I expect I can optimize my program to speed it up. In the meantime, what can you come up with? Is there a faster way?

Let’s play!

5 thoughts on “UnderColor’s spiral challenge from 1984 – part 1

  1. Paul Fiscarelli

    Hello Allen – I sent you a DM on FB, but I don’t think you’ve seen it yet. What you have posted above is not exactly an accurate reproduction of what is being asked in the challenge question. You are using an offset decrease of 3 in each of your iterations, which produces a gap of only 2-pixels in both height and width. The challenge is indicating a gap of 3-pixels between lines, which requires an offset decrease of 4 in each iteration. This is further evident in the challenge’s diagram of the spiral, which indicates a line-length of 188-pixels for the line on the far left-hand side of the screen. If you perform a screen grab in XRoar (pixel perfect geometry of 640×480 window and 512×384 screen resolution), you will find your code generates a line length of 189 pixels (scale the 512×384 in half).
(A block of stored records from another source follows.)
PR #3458, opened 2026-02-26
Copernicus-Pretrain: remove JSON metadata

adamjstewart:
We've been trying to slowly remove non-Tensor values from our sample dictionaries to ensure that our datasets are compatible with both PyTorch's default collate_fn and Lightning's default transfer_to_device function. This PR removes the JSON dict returned by Copernicus-Pretrain and only returns the images needed for training.

@wangyi111 is this change okay with you?


wangyi111:
Is it possible to add a note somewhere mentioning "there is metadata available and if you want to get them do this and that"? If people only use the images it's fine, if they wanna use metadata then a guide somewhere would be good.

isaaccorley:
Can probably add a code example directly in the docstring for this. Wdyt @adamjstewart?

adamjstewart:
Not sure about code since it isn't easy to access anymore, but we can at least mention that metadata exists.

    If you change the offset decrease in your code to 4 instead of 3, you will achieve a render time of roughly 2.43 seconds. This is due to the fact that you are rendering about 23% fewer lines with the DRAW statement.
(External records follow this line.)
PR #3476, opened 2026-02-28
Habitalp2 dataset

hkristen:
Adds the [Habitalp2](https://huggingface.co/datasets/JR-DIGITAL/habitalp2.0) ecological habitat mapping dataset for Gesäuse National Park, Austria.

Consits of two datasets & the corresponding HabitAlp2DataModule
- HabitAlp2: For Semantic segmentation over three epochs (2003, 2013, 2020) with 23 habitat classes, RGB/CIR imagery and LiDAR-derived terrain layers
- HabitAlp2CD: For bi-temporal change detection with task="binary" (0/1) or  task="multiclass" (0–8 change classes) for (2003->2013 and 2013->2020)

## Summary by CodeRabbit

* **New Features**
  * Added HabitAlp2 dataset support with semantic segmentation capabilities across multiple temporal epochs (2003, 2013, 2020)
  * Added HabitAlp2 change detection dataset for bi-temporal pair analysis
  * Introduced HabitAlp2DataModule for streamlined data loading and preprocessing with configurable batch sizes, patch sizes, and task-specific augmentations


calebrob6:
Could you post some example plots from the dataset? Also, have you tested the datamodule? How is the throughput?

hkristen:
@calebrob6 ofc I have tested the HabitAlp2DataModule for both `task='segmentation'` and` task='change_detection'`.

### Sample Plots
(I know those labels are weird and fuzzy sometimes, that makes working with this data extra fun)

habitalp2_seg_samples

habitalp2_cd_samples

### Throughput Benchmark

My System: Intel i9-14900K, 96 GB RAM, RTX 4090 wiht a very fast SSD
Measured as: data loading + CPU→GPU transfer (pin_memory=True), 3 warmup batches discarded, 30 measured batches of 8 patches @ 256×256px, RandomBatchGeoSampler

habitalp2_throughput

torchgeo/datamodules/habitalp2.py
```diff
@@ -0,0 +1,109 @@
...
+from ..samplers.utils import _to_tuple
+from .geo import GeoDataModule
+
+
+class HabitAlp2DataModule(GeoDataModule):
+    """LightningDataModule implementation for the HabitAlp2 dataset.
+
+    Supports both semantic segmentation and change detection tasks.
+
+    .. versionadded:: 0.9.1
```
calebrob6: should be 0.10 I think

torchgeo/datamodules/habitalp2.py
```diff
@@ -0,0 +1,109 @@
...
+        if task == 'segmentation':
+            self.train_aug = K.AugmentationSequential(
+                K.Normalize(mean=self.mean, std=self.std),
+                K.RandomResizedCrop(_to_tuple(self.patch_size), scale=(0.6, 1.0)),
+                K.RandomVerticalFlip(p=0.5),
+                K.RandomHorizontalFlip(p=0.5),
+                data_keys=None,
+                keepdim=True,
+                extra_args={
+                    DataKey.MASK: {'resample': Resample.NEAREST, 'align_corners': None}
```
calebrob6, line 77: Flagging that I'm not familiar with this pattern, is it used elsewhere?

torchgeo/datasets/habitalp2.py
```diff
@@ -0,0 +1,765 @@
...
+    * masks are single-band GeoTIFFs with class IDs 1-23
+
+    If you use this dataset in your research, please cite the following paper:
+
+    * https://doi.org/10.48550/arXiv.2511.00073
+
+    .. versionadded:: 0.9.1
+    """
+
+    url = 'https://huggingface.co/datasets/JR-DIGITAL/habitalp2.0/resolve/main/'
```
calebrob6: We usually pin to a commit hash I think

torchgeo/datamodules/habitalp2.py
hkristen: I saw the pattern being used here https://github.com/torchgeo/torchgeo/blob/deeced59999e96baf1ac06e5aba2e856ff6c55a0/torchgeo/datamodules/l7irish.py#L59

Kinda needed as RandomResizedCrop defaults to bilinear interpolation, which would blend class label integers into invalid values.

torchgeo/datasets/habitalp2.py
```diff
@@ -0,0 +1,765 @@
...
+                    download_url(
+                        self.url + year_files[band], self.root, year_files[band]
+                    )
+
+        mask_file = self.mask_files[self.year]
+        mask_path = os.path.join(self.root, mask_file)
+        if not os.path.exists(mask_path):
+            download_url(self.url + mask_file, self.root, mask_file)
+
+    def plot(
```
nilsleh, line 413: perhaps also show labels in legend of segmentation classes as part of the plot?

torchgeo/datamodules/habitalp2.py
```diff
@@ -0,0 +1,109 @@
...
+
+        Args:
+            batch_size: Size of each mini-batch.
+            patch_size: Size of each patch, either ``size`` or ``(height, width)``.
+            length: Length of each training epoch.
+            num_workers: Number of workers for parallel data loading.
+            task: One of 'segmentation' or 'change_detection'.
+            **kwargs: Additional keyword arguments passed to
+                :class:`~torchgeo.datasets.HabitAlp2` or
+                :class:`~torchgeo.datasets.HabitAlp2CD`.
```
nilsleh, line 47: could add a "Raises" doc string here for the AssertionError

tests/datamodules/test_habitalp2.py
adamjstewart, line 1: Would like to remove this and only test via the actual trainers if possible, see https://github.com/torchgeo/torchgeo/blob/main/tests/datamodules/README.md

tests/datasets/test_habitalp2.py
```diff
@@ -0,0 +1,217 @@
...
+    UnionDataset,
+)
+
+DATA_DIR = os.path.join('tests', 'data', 'habitalp')
+
+
+def _copy_file(url: str, root: Path, filename: str, **kwargs: Any) -> None:
+    dst = os.path.join(str(root), filename)
+    os.makedirs(os.path.dirname(dst), exist_ok=True)
+    shutil.copy(url, dst)
```
adamjstewart, line 32: This should already be mocked automatically by conftest.py?

tests/datasets/test_habitalp2.py
```diff
@@ -0,0 +1,217 @@
...
+
+
+class TestHabitAlp2:
+    @pytest.fixture(params=['2003', '2013', '2020'])
```
adamjstewart: Do you expect these 3 years to hit different code paths, or is this overkill for getting test coverage?

tests/datasets/test_habitalp2.py
```diff
@@ -0,0 +1,217 @@
...
+    def test_getitem(self, dataset: HabitAlp2) -> None:
+        x = dataset[dataset.bounds]
+        assert isinstance(x, dict)
+        assert isinstance(x['image'], torch.Tensor)
+        assert isinstance(x['mask'], torch.Tensor)
+        assert x['image'].dtype == torch.float32
+        assert x['mask'].dtype == torch.int64
+
+    def test_len(self, dataset: HabitAlp2) -> None:
+        assert len(dataset) >= 1
```
adamjstewart: Can we assert a specific length?

torchgeo/datamodules/habitalp2.py
```diff
@@ -0,0 +1,109 @@
...
+    .. versionadded:: 0.10
+    """
+
+    def __init__(
+        self,
+        batch_size: int = 8,
+        patch_size: int | tuple[int, int] = 256,
+        length: int | None = None,
+        num_workers: int = 0,
+        task: str = 'segmentation',
```
adamjstewart:
```suggestion
        task: Literal['segmentation', 'change_detection'] = 'segmentation',
```
Not all `str` are valid, only an infinitesimally small subset.

torchgeo/datamodules/habitalp2.py
```diff
@@ -0,0 +1,109 @@
...
+    def setup(self, stage: str) -> None:
+        """Set up datasets.
+
+        Args:
+            stage: Either 'fit', 'validate', 'test', or 'predict'.
+        """
+        dataset = cast(GeoDataset, self.dataset_class(**self.kwargs))
+        self.train_dataset = dataset
+        self.val_dataset = dataset
+        self.test_dataset = dataset
```
adamjstewart: We are currently testing on train, which is a big no-no. We should either split the dataset or split the sampler based on geographic bounds. Is there any officially published splitting strategy?

torchgeo/datamodules/habitalp2.py
```diff
@@ -0,0 +1,109 @@
...
+import kornia.augmentation as K
+from kornia.constants import DataKey, Resample
+
+from ..datasets import GeoDataset, HabitAlp2, HabitAlp2CD
+from ..samplers import GridGeoSampler, RandomBatchGeoSampler
+from ..samplers.utils import _to_tuple
+from .geo import GeoDataModule
+
+
+class HabitAlp2DataModule(GeoDataModule):
```
adamjstewart, line 20: Wonder if we should have multiple datamodules to match the multiple datasets?

torchgeo/datasets/habitalp2.py
```diff
@@ -0,0 +1,765 @@
...
+    is_image = True
+
+
+class _HabitAlp2Mask(RasterDataset):
+    """Mask component for HabitAlp2 dataset."""
+
+    is_image = False
+
+
+class HabitAlp2(GeoDataset):
```
adamjstewart, line 55: I prefer to use IntersectionDataset as a base class instead of GeoDataset, see L7Irish, L8Biome, I/O Bench, and MMFlood for examples of this style.

torchgeo/datasets/habitalp2.py
```diff
@@ -0,0 +1,765 @@
...
+    If you use this dataset in your research, please cite the following paper:
+
+    * https://doi.org/10.48550/arXiv.2511.00073
+
+    .. versionadded:: 0.10
+    """
+
+    url = 'https://huggingface.co/datasets/JR-DIGITAL/habitalp2.0/resolve/df01fe8ae22df182e7bf1c2e3e713dcfd92c0c81/'
+
+    valid_years: ClassVar[tuple[str, ...]] = ('2003', '2013', '2020')
```
adamjstewart:
```suggestion
    valid_years = ('2003', '2013', '2020')
```
tuples are immutable, no need to mark with ClassVar, only dicts need this treatment. Same below.

torchgeo/datasets/habitalp2.py
```diff
@@ -0,0 +1,765 @@
...
+        'Old broad-leaved forest CC<80',
+        'Old broad-leaved forest CC>=80',
+        'Clearcut areas',
+        'Mountain dwarf forest (Krummholz)',
+        'Grassland, buffer strip',
+        'Alpine grassland, heath',
+        'Low importance/small extent',
+    )
+
+    def __init__(
```
adamjstewart, line 197: May want to consider adding time_series parameter, we recently added this to all RasterDataset classes.

torchgeo/datasets/habitalp2.py
```diff
@@ -0,0 +1,765 @@
...
+            )
+
+        self.bands = bands
+
+        self._verify()
+
+        year_files = self.data_files[year]
+        mask_path = os.path.join(root, self.mask_files[year])
+
+        needs_rgb = any(b in ['R', 'G', 'B'] for b in self.bands)
```
adamjstewart: Optional: another way I like to write this is using set notation:
```suggestion
        needs_rgb = set(self.bands) & {'R', 'G', 'B'}
```
I'll let you decide which is more readable.

torchgeo/datasets/habitalp2.py
```diff
@@ -0,0 +1,765 @@
...
+            if show_titles:
+                axs[2].set_title('Prediction')
+
+        if suptitle is not None:
+            plt.suptitle(suptitle)
+
+        return fig
+
+
+class HabitAlp2CD(GeoDataset):
```
adamjstewart, line 481: A shared base class could probably cut down on code duplication. If merged as is, this will become one of the longest dataset.py files, but the dataset itself doesn't actually seem that complicated compared to others.

adamjstewart (changes requested):
Needs docs

torchgeo/datasets/habitalp2.py
hkristen: This would be quite a lot of effort and I don't see the big benefit here. HabitAlp2 is structurally different from L7Irish/L8Biome where a single glob covers images and another covers masks. Would rather leave it as is to avoid the effort of refactoring a lot of code here.

torchgeo/datasets/habitalp2.py
hkristen: This would probably save 40-50 lines total and add a third class to understand, not sure if this is worth it.

hkristen: To the comment on the length of the dataset: (fair point!)
The file is long because it has two complete dataset classes (segmentation + change detection), each with their own init, plot, download, and verify logic plus quite some definitions on top. Don't know how I could make this much shorter tbh.

torchgeo/datamodules/habitalp2.py
hkristen: Done

torchgeo/datasets/habitalp2.py
hkristen: As there are 24 classes the legend would be rather cluttered ... so I would rather not do that if you are ok.

tests/datamodules/test_habitalp2.py
hkristen: Removed it -> testing through `habitalp2_seg.yaml` and `habitalp2_cd.yaml` in the trainer tests now.

tests/datasets/test_habitalp2.py
hkristen: The conftest mock prevents real HTTP downloads, but `_copy_file `replaces `download_url `with a local file copy so the test data actually gets moved into `tmp_path`. Without it the download test has nothing to load from.

tests/datasets/test_habitalp2.py
hkristen: 2003 hits the RGB-only path (no CIR/terrain), 2013 hits the full path. 2020 is identical to 2013 code-path-wise, so dropped it. Reduced to `['2003', '2013']`.

tests/datasets/test_habitalp2.py
hkristen: Done, changed to `== 1`

torchgeo/datamodules/habitalp2.py
hkristen: There's no official split published for this dataset. Which is the same pattern as some other datamodules (e.g. SouthAfricaCropType). We could add a geographic split later?

torchgeo/datamodules/habitalp2.py
hkristen: A single datamodule with task parameter keeps things simpler and mirrors how the dataset classes share the same data on disk. I would rather keep it like this.

torchgeo/datasets/habitalp2.py
hkristen: Done, removed ClassVar from all tuple attributes. Kept it on dicts only.

torchgeo/datasets/habitalp2.py
hkristen: Would be a nice addition but feels out of scope for this PR since it would be a new feature across the codebase. Happy to add in a follow-up.

torchgeo/datasets/habitalp2.py
hkristen: Went with a list comprehension` (rgb_requested = tuple(b for b in self.bands if b in ('R', 'G', 'B'))) `instead because I needed the filtered list for fixing the band subsetting fix (passing exactly the requested RGB subset to `_HabitAlp2RGB`).

torchgeo/datamodules/habitalp2.py
```diff
@@ -0,0 +1,112 @@
...
+    """LightningDataModule implementation for the HabitAlp2 dataset.
+
+    Supports both semantic segmentation and change detection tasks.
+
+    .. versionadded:: 0.10
```
nilsleh: should be updated to 0.11

torchgeo/datamodules/habitalp2.py
nilsleh: I think if we don't introduce a geographic split here already, it at least needs to be clearly documented, otherwise people might mistakenly overlook this

torchgeo/datasets/habitalp2.py
```diff
@@ -0,0 +1,790 @@
...
+    Dataset format:
+
+    * images are multi-band GeoTIFFs
+    * masks are single-band GeoTIFFs with class IDs 1-23
+
+    If you use this dataset in your research, please cite the following paper:
+
+    * https://doi.org/10.48550/arXiv.2511.00073
+
+    .. versionadded:: 0.10
```
nilsleh: needs to be updated

torchgeo/datasets/habitalp2.py
```diff
@@ -0,0 +1,790 @@
...
+
+        Returns:
+            sample containing image and mask at that index
+
+        Raises:
+            IndexError: if index is not found in the index
+        """
+        sample = self.dataset[index]
+        sample['image'] = sample['image'].float()
+        sample['mask'] = sample['mask'].long().squeeze(0)
```
nilsleh, line 346: if the labels are 1 indexed, they probably need to be shifted to be 0 indexed to work with the common loss functions, or 0 can be introduced as an explicit background class if there is one?

torchgeo/datasets/habitalp2.py
nilsleh: I am not familiar with the dataset, but an option could be to just show the ones that are present in that plot (under the assumption that not always 24 classes show up in each mask) but also I am fine with how you prefer.

torchgeo/datasets/habitalp2.py
```diff
@@ -0,0 +1,790 @@
...
+    Dataset format:
+
+    * images are multi-band GeoTIFFs
+    * masks are single-band GeoTIFFs with class IDs 0-8 (binary task binarizes to 0/1)
+
+    If you use this dataset in your research, please cite the following paper:
+
+    * https://doi.org/10.48550/arXiv.2511.00073
+
+    .. versionadded:: 0.10
```
nilsleh: needs to be updated

torchgeo/datasets/habitalp2.py
hkristen: A background class = 0 actually already exists in the dataset, 1-23 are the habitat classes. I made that clearer in the docstring.

hkristen:
> I am not familiar with the dataset, but an option could be to just show the ones that are present in that plot (under the assumption that not always 24 classes show up in each mask) but also I am fine with how you prefer.

That is actually a good idea @nilsleh -> applied it to both datasets.

torchgeo/datamodules/habitalp2.py
hkristen: I heard you guys-> added a geographic split similar to how it is done in the Sentinel2+CDL and Sentinel2+EuroCrops datamodules. 

The `setup()` now clips the dataset index to the study area outline for the target year, then uses `random_grid_cell_assignment `to split into train/val/test (70/15/15, grid_size=10, fixed seed similar to what we did in our preprint). The outlines GPKG is hosted alongside the data on HF and downloaded automatically if missing.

    You can reduce this time even further if you were to use only a single offset variable for drawing both the horizontal and vertical lines, and by adding a separate width to the horizontal lines with a value of 64 = (256w – 192v). This method will shave roughly 0.10 seconds off your render time, down to approximately 2.33 seconds.

    10 TIMER=0
    20 PMODE4,1:PCLS:SCREEN1,1
    30 OF=191:DRAW”BM0,191″
    40 DRAW”R=OF;R64″
    50 DRAW”U=OF;L=OF;L64;”
    60 OF=OF-4
    70 DRAW”D=OF;R=OF;R64;”
    80 OF=OF-4
    90 IF OF>0 THEN 50
    100 TM=TIMER
    110 IF INKEY$=”” THEN 110
    120 PRINT TM/60

    As an additional optimization step, you can replace the IF/THEN boundary check with a FOR/NEXT loop, to shave another 0.05 seconds from your render time – getting it down to roughly 2.28 seconds.

    10 TIMER=0
    20 PMODE4,1:PCLS:SCREEN1,1
    30 OF=191:DRAW”BM0,191″
    40 DRAW”R=OF;R64″
    50 FOR N=0 TO 23
    60 DRAW”U=OF;L=OF;L64;”
    70 OF=OF-4
    80 DRAW”D=OF;R=OF;R64;”
    90 OF=OF-4
    100 NEXT
    110 TM=TIMER
    120 IF INKEY$=”” THEN 120
    130 PRINT TM/60

    There are probably some other optimizations that can be done here – but it’s a start. Oh, I also tested these examples with VCC 2.1.9.2-pre2. I’m sure there will be slight variations in timing with the different emulators, and probably even with different versions of VCC.

    Reply
    1. Allen Huffman Post author

      Sounds like you are volunteering to be included in part 4 ;) As you will see in part 2, we have two patterns at play that are different so one (or both) is definitely wrong ;)

      Permission to include your code and details?

      Reply
    2. Allen Huffman Post author

      And FB wants a separate app to chat mobile which I don’t have installed on my phone or tablet, so I don’t see any messages to my personal account. But I can see them if you message my Sub-Etha page.

      Reply
      1. Paul Fiscarelli

        Understood. I no longer post in public groups on FB, otherwise I would I followed up in the comments on the original post.